Statistics are transformations of data through calculation. While in theory any calculation done with data yields a statistic, in practice statistics are associated with scientific and field specific calculations. For example, during preparation phase your data is frequently explored and analysed using simple plotting techniques that present meaningful descriptive statistics from the data or data subset, like the mean, median, and/or quartile ranges. As another example, in macroeconomics, various calculations with data yield well known statistics like GDP, inflation, or trade balance by sector. These field specific statistics are applied in other fields, like investment or policy analysis through applications of decision science.
How are statistics like mean and median useful?
Data science is intrinsically intertwined with statistics. After a data set is collected, for example, simple statistics are used to ensure the data set matches the parameters and constraints given in the data plan. These same simple statistics, along with more complex ones, enable statistical inference of characteristics in underlying populations. When we operate on data to derive meaningful outcomes from our analysis, we employ statistical and probabilistic models. Sometimes this is done stochastically, through repetition of experimental trials, sometimes statically, with models that are historically calibrated and run through forward scenarios with simulated shocks. Both simple and complex statistics allow us to conclude information about cause and effect between predictive and predicted variables. Theories about causation may be proved or disproved, and models themselves may be proven more or less valid.

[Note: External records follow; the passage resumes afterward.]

PR #2616, opened 2023-02-28
Remove forest-specific dependencies from the actor-interface crate

### LINKED ISSUE #2575: Remove forest-specific dependencies from the `actor-interface` crate
**Issue summary**

The `actor-interface` crate is merely a wrapper around the different versions of the builtin-actors that live in `fil-actor-states`. As such, the `actor-interface` should also live in the same repository. However, we can't move the crate before all Forest specific dependencies have been resolved.

Right now, the `actor-interface` depends on `forest_json`, `forest_shim`, and `forest_utils`. Each of these dependencies have to be removed and it's not always obvious how to do so.

- [ ] Remove `forest_utils`. This should be fairly straightforward to remove since the crate is only using the `BlockstoreExt` convenience trait.
- [ ] Remove `forest_json`. We previously maintained a very specific JSON format for our RPC but we've since relaxed this restriction. Furthermore, if we _do_ need a specifc JSON format, this should be defined in Forest proper and not in the `actor-interface` crate. As such, let's just remove the JSON specific serialization and replace it with the default `serde` behavior.
- [ ] Remove `forest_shim`. This will be the most difficult dependency to remove and I'm not entirely sure how to deal with this correctly in the future.

Success criteria:
- [ ] The `actor-interface` crate is moved to the `fil-actor-states` repository.
- [ ] Forest still works.

https://github.com/ChainSafe/fil-actor-states

sudo-shashank:
## Summary of changes

- [X]  Remove `forest_utils`.
- [X] Remove `forest_json`.
- [X] Remove `forest_shim`.

Closes #2575 

## Change checklist


vm/actor_interface/src/lib.rs
```diff
@@ -3,4 +3,25 @@
...
 
+use cid::Cid;
+use fvm_ipld_blockstore::Blockstore;
+use fvm_ipld_encoding::from_slice;
+use serde::de::DeserializeOwned;
+
 pub use self::builtin::*;
+
+/// Extension methods for inserting and retrieving IPLD data with CIDs
+pub trait BlockstoreExt: Blockstore {
```
lemmih, line 14: `BlockstoreExt` does not belong here. You _could_ make it part of the library but it definitely shouldn't be public. I think the best solution would be to not include it at all.

lemmih (changes requested):

vm/actor_interface/src/lib.rs
sudo-shashank: removed

node/rpc/src/state_api.rs
```diff
@@ -123,9 +124,9 @@ pub(crate) async fn state_market_deals<
     let ts = data.chain_store.tipset_from_keys(&tsk)?;
     let actor = data
         .state_manager
-        .get_actor(&market::ADDRESS, *ts.parent_state())?
+        .get_actor(&Address::new_id(5), *ts.parent_state())?
```
lemmih, line 127: Let's keep using human readable addresses.

vm/actor_interface/src/builtin/account/mod.rs
```diff
@@ -60,19 +60,25 @@ impl State {
     {
         if is_v8_account_cid(&actor.code) {
             return store
-                .get_obj(&actor.state)?
+                .get(&actor.state)?
+                .map(|bz| from_slice(&bz))
+                .transpose()?
```
lemmih, line 65: Let's refactor this to a separate function.

vm/interpreter/src/vm.rs
```diff
@@ -43,6 +43,10 @@ use crate::{fvm::ForestExternsV2, fvm3::ForestExterns as ForestExterns_v3};
 pub(crate) type ForestMachine<DB> = DefaultMachine<DB, ForestExternsV2<DB>>;
 pub(crate) type ForestMachineV3<DB> = DefaultMachine_v3<DB, ForestExterns_v3<DB>>;
 
+const SYSTEM_ADDR: Address = Address::new_id(0);
+const CRON_ADDR: Address = Address::new_id(3);
+const REWARD_ADDR: Address = Address::new_id(2);
```
lemmih, line 48: I'm not against hoisting these out of the actor interface but this is not the place for them. If you want to copy the addresses, put them in `forest_shim`.

lemmih (changes requested):

node/rpc/src/state_api.rs
sudo-shashank: fixed

vm/actor_interface/src/builtin/account/mod.rs
sudo-shashank: done

vm/interpreter/src/vm.rs
sudo-shashank: moved to forest_shim

utils/forest_shim/src/consts.rs
```diff
@@ -0,0 +1,8 @@
+// Copyright 2019-2023 ChainSafe Systems
+// SPDX-License-Identifier: Apache-2.0, MIT
+
+use crate::address::Address;
+
+pub const SYSTEM_ADDR: Address = Address::new_id(0);
+pub const CRON_ADDR: Address = Address::new_id(3);
+pub const REWARD_ADDR: Address = Address::new_id(2);
```
lemmih, line 8: Let's copy all of them or none of them. And you can put them in the address namespace. Eg: `Address::SYSTEM_ACTOR`.

lemmih (changes requested):

utils/forest_shim/src/consts.rs
sudo-shashank: okay

sudo-shashank: fixed

node/rpc/src/state_api.rs
```diff
@@ -123,9 +123,9 @@ pub(crate) async fn state_market_deals<
     let ts = data.chain_store.tipset_from_keys(&tsk)?;
     let actor = data
         .state_manager
-        .get_actor(&market::ADDRESS, *ts.parent_state())?
+        .get_actor(&market::ADDRESS.into(), *ts.parent_state())?
```
lemmih, line 126: We can use the new constants, right?

```suggestion
        .get_actor(&Address::MARKET_ACTOR, *ts.parent_state())?
```

lemmih (changes requested):

node/rpc/src/state_api.rs
sudo-shashank: fixed

lemmih (approved):

PR #2623, opened 2023-03-01
Consume upstream `quickcheck` implementation for `Signature` and `SignatureType`

jdjaustin:
## Summary of changes

- Remove custom quickcheck implementation for `Signature` and `SignatureType` and instead use the implementation in `fvm_shared`.

N/A

## Change checklist


utils/json/src/signature.rs
```diff
@@ -119,46 +119,22 @@ mod tests {
...
+        assert_eq!(signature, parsed);
     }
 
     #[quickcheck]
-    fn signaturetype_roundtrip(sigtype: SignatureTypeWrapper) {
-        let serialized = serde_json::to_string(&SignatureTypeJson(sigtype.sigtype)).unwrap();
-        let parsed: SignatureTypeJson = serde_json::from_str(&serialized).unwrap();
-        assert_eq!(sigtype.sigtype, parsed.0);
+    fn signaturetype_roundtrip(sigtype: SignatureType) {
+        let serialized1: String =
```
lemmih, line 132: Why rename `serialized` to `serialized1`?

utils/json/src/signature.rs
```diff
@@ -119,46 +119,22 @@ mod tests {
...
-        }
-    }
-
     #[quickcheck]
-    fn signature_roundtrip(signature: SignatureWrapper) {
-        let serialized = serde_json::to_string(&SignatureJsonRef(&signature.signature)).unwrap();
-        let parsed: SignatureJson = serde_json::from_str(&serialized).unwrap();
-        assert_eq!(signature.signature, parsed.0);
+    fn signature_roundtrip(signature: Signature) {
+        let serialized: String =
```
lemmih, line 124: Is the `: String` type signature necessary?

utils/json/src/signature.rs
jdjaustin: Ah that was just part of my troubleshooting before I discovered I needed to rename `super::json::serialize` to `super::json::signature_type::serialize` (and deserialize respectively). I'll fix that.

utils/json/src/signature.rs
jdjaustin: I know we've been using the explicit type signature in other tests, but apparently we don't need it here!

hanabi1224 (approved):

utils/json/src/signature.rs
```diff
@@ -119,46 +119,21 @@ mod tests {
...
-    }
-
     #[quickcheck]
-    fn signature_roundtrip(signature: SignatureWrapper) {
-        let serialized = serde_json::to_string(&SignatureJsonRef(&signature.signature)).unwrap();
-        let parsed: SignatureJson = serde_json::from_str(&serialized).unwrap();
-        assert_eq!(signature.signature, parsed.0);
+    fn signature_roundtrip(signature: Signature) {
+        let serialized = forest_test_utils::to_string_with!(&signature, super::json::serialize);
+        let parsed = forest_test_utils::from_str_with!(&serialized, super::json::deserialize);
```
lemmih, line 125: Why switch to `to_string_with!` rather than using `SignatureJsonRef`?

jdjaustin: I thought we had preferred to use the `forest_test_utils` macros in previous `quickcheck` tests, but perhaps I'm mistaken. I would argue that it improves readability a bit, but I can change it back to using `SignatureJsonRef` if that's better.

lemmih: The macros are there to assist if you do not have a helper structure such as `SignatureJsonRef`.

LesnyRumcajs (approved):

Issue #2955, opened 2023-06-08
Replace progress bars with logging output


lemmih:
**Issue summary**

Progress bars have several drawbacks: They behave poorly together with regular logging, they're only used when connected to a tty, and they're often too verbose.

Let's use the logging infrastructure for progress information:
- [ ] Progress logs should be printed at intervals (say, every 5 seconds).
- [ ] Progress logs shouldn't be verbose. If a process takes less than, say, 5 seconds, don't print anything.
- [ ] Unless the progress bars, progress logs should always be enabled.
- [ ] Support both bytes measures and countable measures.
- [ ] Display elapsed time, remaining time, and speed.

**Other information and links**

lemmih:
Done. The progress indicators can be prettier (and use sensible units) but that can be tracked in another issue.

PR #2979, opened 2023-06-13
feat: fetch arbitrary state-trees

lemmih:
## Summary of changes

- New command: `forest-cli state fetch {CID}`
- The command uses libp2p-bitswap to fetch an IPLD graph in parallel and store it in the database.

Closes

## Change checklist


node/rpc/src/state_api.rs
```diff
@@ -186,3 +190,91 @@ pub(crate) async fn state_wait_msg<DB: Blockstore + Clone + Send + Sync + 'stati
...
+    task_set.spawn(async move { Ok(Ipld::Link(root_cid)) });
+
+    // Iterate until there are no more ipld nodes to traverse
+    while let Some(result) = task_set.join_next().await {
+        match result? {
+            Ok(ipld) => {
+                for new_cid in ipld.iter().filter_map(&mut get_ipld_link) {
+                    counter += 1;
+                    if counter % 1_000 == 0 {
+                        // set RUST_LOG=forest_rpc::state_api=debug to enable these printouts.
```
hanabi1224, line 235: Maybe leave a TODO and refer to https://github.com/ChainSafe/forest/issues/2955 if it's meant to be replaced by the desired progress bar

node/rpc/src/state_api.rs
```diff
@@ -186,3 +190,91 @@ pub(crate) async fn state_wait_msg<DB: Blockstore + Clone + Send + Sync + 'stati
...
+                                let permit = sem.acquire_owned().await?;
+                                let (tx, rx) = flume::bounded(1);
+                                network_send
+                                    .send_async(NetworkMessage::BitswapRequest {
+                                        epoch: 0,
+                                        cid: new_cid,
+                                        response_channel: tx,
+                                    })
+                                    .await?;
+                                // Bitswap requests do not fail. They are just ignored if no-one has
```
hanabi1224, line 258: FYI there is a `send_dont_have` option in `BitswapRequest` to ask peers to respond even if they don't have the requested block, if that could be beneficial here.

node/rpc/src/state_api.rs
```diff
@@ -186,3 +190,91 @@ pub(crate) async fn state_wait_msg<DB: Blockstore + Clone + Send + Sync + 'stati
...
+/// consensus rules.
+pub(crate) async fn state_fetch_root<DB: Blockstore + Clone + Sync + Send + 'static, B: Beacon>(
+    data: Data<RPCState<DB, B>>,
+    Params((CidJson(root_cid),)): Params<StateFetchRootParams>,
+) -> Result<StateFetchRootResult, JsonRpcError> {
+    const MAX_CONCURRENT_REQUESTS: usize = 16;
+    const REQUEST_TIMEOUT: Duration = Duration::from_secs(10);
+
+    let sem = Arc::new(Semaphore::new(MAX_CONCURRENT_REQUESTS));
+    let mut seen: HashSet<Cid> = HashSet::new();
```
hanabi1224, line 216: nit: maybe `CidHashSet`  here if collision is not critical

lemmih: I would use `CidHashSet` if `insert` didn't take an extra callback function. :)

node/rpc/src/state_api.rs
lemmih: Showing a progress bar requires knowing how much work is left. We should show some progress indicators in the client, though. Maybe as a separate PR.

lemmih:
> 1. Can we add some tests for this feature? Both where the Cid we know is present and where we know it won't be there.

I added a test that fetches the state-root of epoch 1. It _should_ always be available but it's not 100% guaranteed to stay available in the future. If it becomes a problem, we can switch to walking the genesis block which we always have available.

> 2. Could this be used instead of downloading actor bundles from Github? Not in this PR, but just a thought. It would give us some resilience from GH outages (but also make us dependent on other peers).

Yes, we should be able to fetch the bundles. I'll leave it for another PR.

LesnyRumcajs (approved):

PR #2994, opened 2023-06-15
fix: use a depth-first search when fetching IPLD graphs

lemmih:
## Summary of changes

- The previous code tried to scan the entire graph and would queue up hundreds of thousands of worker tasks. This meant that the required memory quickly went over 64GiB.
- The new algorithm uses a depth-first search where the search pauses when the max number of worker tasks has been reached. This approach limits the total memory usage to less than 3GiB when walking the current mainnet state.

Closes

## Change checklist


LesnyRumcajs (approved):
:pray:

node/rpc/src/state_api.rs
```diff
@@ -209,72 +211,114 @@ pub(crate) async fn state_fetch_root<DB: Blockstore + Clone + Sync + Send + 'sta
...
-                failures += 1;
-                log::debug!("Request failed: {msg}");
+
+            while let Some(cid) = to_be_fetched.pop() {
+                if task_set.len() == MAX_CONCURRENT_REQUESTS {
+                    if let Some(ret) = task_set.join_next().await {
+                        handle_worker(&mut fetched, &mut failures, ret?)
+                    }
+                }
+                task_set.spawn_blocking({
```
elmattic, line 280: What's the reason for moving to `spawn_blocking` here?

lemmih: Pushing a value to the `dfs` mutex may block.

elmattic: But in that case the bitswap request is blocking as well now, no? Just wondering if it would not be better to have an async task calling `network_send.send_async` then pushing to the `dfs` mutex.

lemmih: Both ways are possible. Probably won't be any measurable difference.

elmattic (approved):

PR #2983, opened 2023-06-14
feat: nv17 state migrations

hanabi1224:
## Summary of changes

Changes introduced in this pull request:

- Port nv17 state migration from Go code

Are there practical examples?
Granted many statistical or probabilistic models, like those that describe the results of sequences of experimental trials, like coin tosses, seem theoretical and abstract, there are in fact many very practical applications. We can envision many of these by simply listing random variables. A random variable is a function of the outcome of an experiment of chance. For example, the outcome of a toss of a die is a random variable, as is the future price of a stock at a given time, or the number of hits to a website after its URL appears in a newspaper. In fact, any event in the future can be expressed as a random variable and assigned an expected outcome. This is especially important in industries that rely on pricing forward risk, like investment and insurance, and those that deal with the critical utility of the population, like health sciences, but it is in fact important everywhere within the production possibility frontier. Manufacturing, for example, relies on statistical and probabilistic inference to ensure products will perform within given safety parameters. In transportation, statistics and probability determine scheduling and routing. So yes, statistics are practical.